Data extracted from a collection
____________________

PR #9595, opened 2020-04-30
UX: display info about extra files and uploader

jjaffeux:
A component with not extra files but uploaded:
Screenshot 2020-04-30 at 13 17 04

A component with extra files from a remote source:
Screenshot 2020-04-30 at 13 17 22

A component with extra files with a remote source:
Screenshot 2020-04-30 at 13 17 35


config/locales/client.en.yml
```diff
@@ -3759,6 +3759,9 @@ en:
           settings: "Settings"
           translations: "Translations"
           extra_scss: "Extra SCSS"
+          extra_files: "Extra files"
+          extra_files_upload: "Use Export to access these files."
+          extra_files_remote: "Use Export or download the source to access these files."
```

____________________

• _TASK REQUIREMENTS_: I'd like the records returned exactly as they were written, please.

• _ANSWER BOX_:
PR #9595, opened 2020-04-30
UX: display info about extra files and uploader

jjaffeux:
A component with not extra files but uploaded:
Screenshot 2020-04-30 at 13 17 04

A component with extra files from a remote source:
Screenshot 2020-04-30 at 13 17 22

A component with extra files with a remote source:
Screenshot 2020-04-30 at 13 17 35


config/locales/client.en.yml
```diff
@@ -3759,6 +3759,9 @@ en:
           settings: "Settings"
           translations: "Translations"
           extra_scss: "Extra SCSS"
+          extra_files: "Extra files"
+          extra_files_upload: "Use Export to access these files."
+          extra_files_remote: "Use Export or download the source to access these files."
```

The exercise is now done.